Provision of sufficient teacher numbers in all subjects and all areas.
(i) Local authorities are encouraged to work with multi-academy trusts, dioceses and other promoters of schools to ensure a sufficient supply of suitable qualified teachers to ensure the delivery of the curriculum in such schools.
(ii) Where no other provision exists, local authorities may establish and operate initial teacher training provision, as an approved provider by the Department for Education.
(iii) Local authorities will produce an annual report to Council on the adequacy of staffing of schools within the authority.
(iv) It shall be the duty of schools to cooperate with the local authority in providing such information as required by the local authority for the production of an annual report on the staffing of schools within the authority.
Note
With increasing teacher shortages, it is necessary to ensure a sufficient number of teachers at a local level. This clause provides for local authorities to offer initial teacher education where insufficient places are available locally in some or all phases and subjects taught by schools.
Removal of right for MATs to ‘pool’ balances of schools within the MAT in annual accounts
(i) When presenting their annual accounts, a mutli-academy trust must show the balances for each individual school in the account and must not ‘pool’ reserves into a single figure for the trust.

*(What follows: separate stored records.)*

PR #1577, opened 2019-05-24
Scraper function for sphinx-gallery, in plotly.io

emmanuelle:
This PR proposes the addition of a scraper function in ``plotly.io``, to be used by the ``sphinx-gallery`` sphinx extension when a sphinx-based doc contains a gallery of examples. At the moment ``sphinx-gallery`` has a scraper for matplotlib figures, but some open-source projects have expressed their interest in having figures with plotly.py instead. 

The PR also contains a minimal sphinx doc with two gallery examples (one for 2D, one for 3D). It's not necessary to merge this but I thought that having gallery examples in the code base could be useful.

Note that this PR does not require a sphinx-gallery dependency, because it will be sphinx-gallery which calls the scraper function and not the other way around. 

One thing to decide is whether the function used in examples is ``plot`` or ``iplot``. Do most users work in notebooks and therefore use ``iplot``? The function is monkey-patched anyway so it's easy to change.


emmanuelle:
I'm struggling with installing the orca excutable on the CI ``optional`` build. Any idea of how to solve this?

jonmmease:
Hi @emmanuelle, thanks this is very interesting.

A couple of high-level thoughts.  Rather than use monkey-patching it would be nice to handle this use-case with a custom renderer (Renderers were introduced in https://github.com/plotly/plotly.py/pull/1474).

I'm also a little hesitant to introduce this logic into the plotly.py repo.  Would it make sense to add this to sphinx gallery?

jonmmease:
> I'm struggling with installing the orca excutable on the CI optional build. Any idea of how to solve this?

So far, I've had all of the orca-dependent tests run in the `orca` builds.  These builds install orca using conda

emmanuelle:
Thanks for the comments @jonmmease ! Yes, a custom renderer would be nicer, I just read through #1474 and it seems well adapted.

I initially proposed the scraper function to sphinx-gallery as a PR (https://github.com/sphinx-gallery/sphinx-gallery/pull/493) but their policy is that each plotting library should maintain its own scraper, which kinda makes sense since there is a large number of plotting libraries.  So if we want that other projects use plotly in their documentation when using sphinx-gallery (it was mentioned on the scikit-learn mailing-list that there is interest for this), I think we have to include it and maintain it...

jonmmease:
Thanks for the background @emmanuelle, having something in the plotly.py repo is fine in that case.  Looking over the code, I think we could replace the `_patched_plotly_plot` logic with a custom renderer.

Would it be possible to get away with only having a custom renderer and not the `plotly_sg_scraper` and `figure_rst` logic?  Can we make the output of plotly look just like matplotlib so that scraper built into sphinx gallery picks it up?  It doesn't *look* like there's anything in these two functions that's specific to how plotly.py works, so it would be nice to avoid them if possible. Thanks!

emmanuelle:
Thanks @jonmmease. The way sphing-gallery handles matplotlib examples is quite different, because it loops through the list of existing matplotlib figures with ``plt.get_fignums`` (https://github.com/sphinx-gallery/sphinx-gallery/blob/master/sphinx_gallery/scrapers.py#L87), and we don't have such a list in plotly.py if I understand well. Therefore for plotly figures what I did instead was to save the figure as files and then move the files to the right location. And the ``figure_rst`` looks very much like the ``figure_rst`` of sphinx-gallery except that it's html and not a png file so another rst directive is needed. But I could ask the sphinx-gallery team if they would accept a PR for extending their ``figure_rst`` function to other formats, they didn't want to maintain the scrapers but a ``figure_rst`` function with html support might be ok for them.

emmanuelle:
@jonmmease here is a version with a custom renderer. I can add more documentation and comments but first tell me whether this was what you had in mind. I also changed the examples so that now they call ``plotly.io.show()`` since this is the syntax we'll be pushing now.

emmanuelle:
Oh and the tests failure seem to be due to something else than the tests added by this PR.

plotly/io/_renderers.py
```diff
@@ -394,6 +395,7 @@ def show(fig, renderer=None, validate=True, **kwargs):
 renderers['chrome'] = BrowserRenderer(config=config, using='chrome')
 renderers['chromium'] = BrowserRenderer(config=config, using='chromium')
 renderers['iframe'] = IFrameRenderer(config=config)
+renderers['sphinx'] = SphinxGalleryRenderer()
```
jonmmease: Will this be useful in plain sphinx (without sphinx gallery)?  If not, lets name the renderer `'sphinx_gallery'`

plotly/io/_sg_scraper.py
```diff
@@ -0,0 +1,103 @@
+# This module defines an image scraper for sphinx-gallery
+# https://sphinx-gallery.github.io/
+# which can be used by projects using plotly in their documentation.
+# This module monkey-patches plotly.offline.plot, so we do not
```
jonmmease: We can now remove mention of monkey patching right?

jonmmease:
Thanks for making the renderer update @emmanuelle, this looks nice. I left a couple of comments inline.

>  But I could ask the sphinx-gallery team if they would accept a PR for extending their figure_rst function to other formats, they didn't want to maintain the scrapers but a figure_rst function with html support might be ok for them.

Sounds like it would be worth asking, as I'd expect this to be useful for other libraries as well.  But it's not a lot of logic, so not a huge deal.

> Oh and the tests failure seem to be due to something else than the tests added by this PR.

Yeah, this has been fixed on master so if you merge/rebase it should go away.

Regarding the example in `doc/conf.py`, I think I'd rather have this moved to a separate repository that has only the sphinx gallery example.  If that sounds alright, could you move this to a new repo in the plotly org and remove it from this PR?  Thanks!

emmanuelle:
Hurray it's green! I think I addressed all your requests, I moved the sphinx files and gallery examples to plotly/plotly-sphinx-gallery.

emmanuelle:
@jonmmease no hurry but since you're always very reactive, I just wanted to make sure that this hasn't fallen off your radar :-).

jonmmease:
haha, thanks for the ping. I haven't forgotten :slightly_smiling_face: I should be able to take a look tomorrow.  BTW, are you fine leaving this for v4 or would you like to get it out into the word before that?

emmanuelle:
v4 is fine, it should be in a month or so right? I'm used to slower development cycles so no pb :-).

plotly/tests/test_optional/test_jupyter/package.json
```diff
@@ -15,6 +15,8 @@
     "ecstatic": "^2.1.0",
     "tap-parser": "^2.0.0",
     "tape": "^4.6.0",
-    "xhr": "^2.2.2"
+    "xhr": "^2.2.2",
+    "electron": "^1.8.4",
+    "orca": "^1.2.1"
```
jonmmease: I wouldn't have expected this to be needed with the scraper tests living under test_orca. Was this a holdover from earlier experiments?

plotly/io/_base_renderers.py
```diff
@@ -6,10 +6,12 @@
 import os
 
 import six
-from plotly.io import to_json, to_image
+from plotly.io import to_json, to_image, write_image
 from plotly import utils, optional_imports
 from plotly.io._orca import ensure_server
 from plotly.offline.offline import _get_jconfig, get_plotlyjs
+from plotly.offline import plot
```
jonmmease: Let's remove this import and use `plotly.io.write_html` below

plotly/io/_base_renderers.py
```diff
@@ -6,10 +6,12 @@
 import os
 
 import six
-from plotly.io import to_json, to_image
+from plotly.io import to_json, to_image, write_image
```
jonmmease: add `write_html`

plotly/io/_base_renderers.py
```diff
@@ -637,3 +639,21 @@ def render(self, fig_dict):
...
+        # Name of script from which plot function was called is retrieved
+        try:
+            filename = stack[3].filename # let's hope this is robust...
+        except: #python 2
+            filename = stack[3][1]
+        filename_root, _ = os.path.splitext(filename)
+        filename_html = filename_root + '.html'
+        filename_png = filename_root + '.png'
+        figure = return_figure_from_figure_or_data(fig_dict, True)
+        _ = plot(fig_dict, auto_open=False,
```
jonmmease: Let's change this from `plotly.offline.plot` to `plotly.io.write_html`, since that is the recommended way to write figures to HTML now.

emmanuelle:
@jonmmease sorry to have let this idle for some time. I think the tests failure are not related to this PR. Shall I try to make a new PR to the `v4_integration` branch instead?

jonmmease:
Looks, good. Thanks!

jonmmease:
@emmanuelle, could you double check that your sphinx-gallery example works with the `plotly==4.0.0a9` alpha release?  Thanks!

emmanuelle:
Yes it works! Thank you very much @jonmmease :-)

Issue #1559, opened 2019-05-09
Set default renderer with environment variable


jonmmease:
It would be helpful to be able to set the default renderer (see https://github.com/plotly/plotly.py/pull/1474) using an environment variable like `PLOTLY_RENDERER`.  This would be particularly useful when building documentation.

PR #1578, opened 2019-05-25
Support specifying default renderer using PLOTLY_RENDERER env variable

jonmmease:
Closes https://github.com/plotly/plotly.py/issues/1559

Support specifying the default renderer using the `PLOTLY_RENDERER` environment variable.  This environment variable is only checked when the `renderer_defaults` future flag is set.

cc @nicolaskruchten

### DIFF
--- a/plotly/io/_renderers.py
+++ b/plotly/io/_renderers.py
@@ -401,15 +401,27 @@ if 'renderer_defaults' in _future_flags:
     # Version 4 renderer configuration
     default_renderer = None
 
-    # Try to detect environment so that we can enable a useful
-    # default renderer
-    if ipython and ipython.get_ipython():
+    # Handle the PLOTLY_RENDERER environment variable
+    env_renderer = os.environ.get('PLOTLY_RENDERER', None)
+    if env_renderer:
         try:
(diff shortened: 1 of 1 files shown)


nicolaskruchten:
2 questions:

1. should we temporarily have an environment variable to set things in v4 mode also?
2. do we need a new renderer for documentation or will defaulting to `notebook_connected` work for `nbconvert`ing notebooks to HTML?

jonmmease:
> 1. should we temporarily have an environment variable to set things in v4 mode also?

My first reaction is that this would be a bit too magical.  I'm comfortable with changing the renderer based on an external environment variable since rendering is inherently context dependent  But turning on v4 mode externally would change the semantics of the code with no trace of why it changed.

> 2. do we need a new renderer for documentation or will defaulting to `notebook_connected` work for nbconverting notebooks to HTML?

`notebook_connected` should work fine through nbconvert.  But adding a custom renderer for docs is certainly an option if we run into a need for it.

nicolaskruchten:
For 1 I agree in general of course I just through it might make doc writing a bit smoother until the launch :) no big deal either way

PR #1590, opened 2019-05-31
Bug fix - animation_opts docstring example

Jonathan-MW:
Bug fix: The example for the animation_opts argument in the doc strings of the plot and iplot functions doesn't work.


jonmmease:
Thanks @Jonathan-MW!

PR #1592, opened 2019-06-02
Mapbox raster

hishamkaram:
This PR include:
- [ ] add Raster Layer(EX: geoserver wms layer)

**plotly.js Pull Request [Link](https://github.com/plotly/plotly.js/pull/3928)**


jonmmease:
Hi @hishamkaram, thanks for taking a look at this.  The changes you made in this PR won't be necessary because the `plotly.validators` classes are code generated from the plotly.js schema.  So once your changes are accepted into Plotly.js and released they will automatically be available in plotly.py in the following plotly.py release.  Thanks!

jonmmease:
See `codegen/validators.py` for the validators code generation logic if you're interested in seeing how it works.

PR #1599, opened 2019-06-09
County choropleth

emmanuelle:
Replaces #1598, now branching from `v4_integration`. 

With this PR, the `create_choropleth` figure factory returns a `go.Figure`, so that it is possible to call `fig.show()`.


emmanuelle:
Oops forgo to target the `v4_integration` branch, closing and opening a new one.

PR #1600, opened 2019-06-09
create_choropleth figure factory returns go.Figure

emmanuelle:
With this PR, the `create_choropleth` returns a `go.Figure`, so that `fig.show()` is possible on the returned figure.


jonmmease:
Thanks @emmanuelle, this looks good and will be a great update to make things more consistent for v4.

PR #1615, opened 2019-06-15
don't override plotlyServerURL if one is set in iplot/plot

### LINKED ISSUE #1609: plotlyServerURL config option overridden by plotly_domain from ~/.plotly/.config
Setting plotlyServerURL in the config dict passed to iplot will always create a plot where the "Edit in Chart Studio" button sends the plot to the base url defined by plotly_domain. 

This code won't change the plotly url used by the "Edit in Chart Studio" button
```python
import plotly.offline as py
py.init_notebook_mode()

py.iplot([go.Scatter(y=[2,3,4])], config=dict(showSendToCloud = True, plotlyServerURL='https://myserver.com'))
```

and this code will

```python
import plotly.offline as py
import plotly.tools as tls
py.init_notebook_mode()

tls.set_config_file(plotly_domain='https://www.myserver.com')
py.iplot([go.Scatter(y=[2,3,4])], config=dict(showSendToCloud = True))
```

I think it would be good to add a check to see if plotlyServerURL is already present in the config dict before setting it to plotly_domain ([relevant code](https://github.com/plotly/plotly.py/blob/d0950b8085d26c2025333f0114c419b70e8391fc/plotly/offline/offline.py#L158-L164)).

michaelbabyn:
This resolves #1609.

I tested this out locally using so that first example mentioned in the issue which didn't set the base url for the edit in chart studio button before the change does after.

```python
import plotly.offline as py
py.init_notebook_mode()

py.iplot([go.Scatter(y=[2,3,4])], config=dict(showSendToCloud = True, plotlyServerURL='https://myserver.com'))
```

### DIFF
--- a/plotly/offline/offline.py
+++ b/plotly/offline/offline.py
@@ -161,7 +161,7 @@ Unrecognized config options supplied: {bad_config}"""
 
     plotly_platform_url = plotly.tools.get_config_plotly_server_url()
 
-    if not clean_config.get('plotlyServerURL'):
+    if not clean_config.get('plotlyServerURL', None):
         clean_config['plotlyServerURL'] = plotly_platform_url
 
     if (plotly_platform_url != 'https://plot.ly' and
--- a/plotly/offline/offline.py
+++ b/plotly/offline/offline.py
@@ -161,7 +161,8 @@ Unrecognized config options supplied: {bad_config}"""
 
     plotly_platform_url = plotly.tools.get_config_plotly_server_url()
 
-    clean_config['plotlyServerURL'] = plotly_platform_url
+    if not clean_config.get('plotlyServerURL'):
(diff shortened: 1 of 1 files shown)


plotly/offline/offline.py
```diff
@@ -161,7 +161,8 @@ def _get_jconfig(config):
 
     plotly_platform_url = plotly.tools.get_config_plotly_server_url()
 
-    clean_config['plotlyServerURL'] = plotly_platform_url
+    if not clean_config.get('plotlyServerURL'):
```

(ii) The DfE shall publish each year a list of the salaries of all staff in academies and academy trusts earning more than £100,000 alongside the salary of the DCS for the same area where the academy or MAT are located.
Note
This clause seeks to ensure that funds allocated to schools are spent at that school and not transferred to another school, and especially not to be used by schools in different local authority areas. The second part requires the DfE to collate information that is in MAT or academy annual accounts. but DfE should provide the data as part of their statistical information to the sector.
Schools Forum
(i) The Cabinet Member or Committee Chair in a Committee system of local government responsible for supporting schools with the DSG and for the central block shall be a voting member of the Schools Forum. No substitute shall be allowed.
Note
This put the LA representative with control of EYFS and HNB funding on the same level of engagements as schools and others in respect of membership of a schools forum and end the anomaly of being permitted to be a member, but not to vote.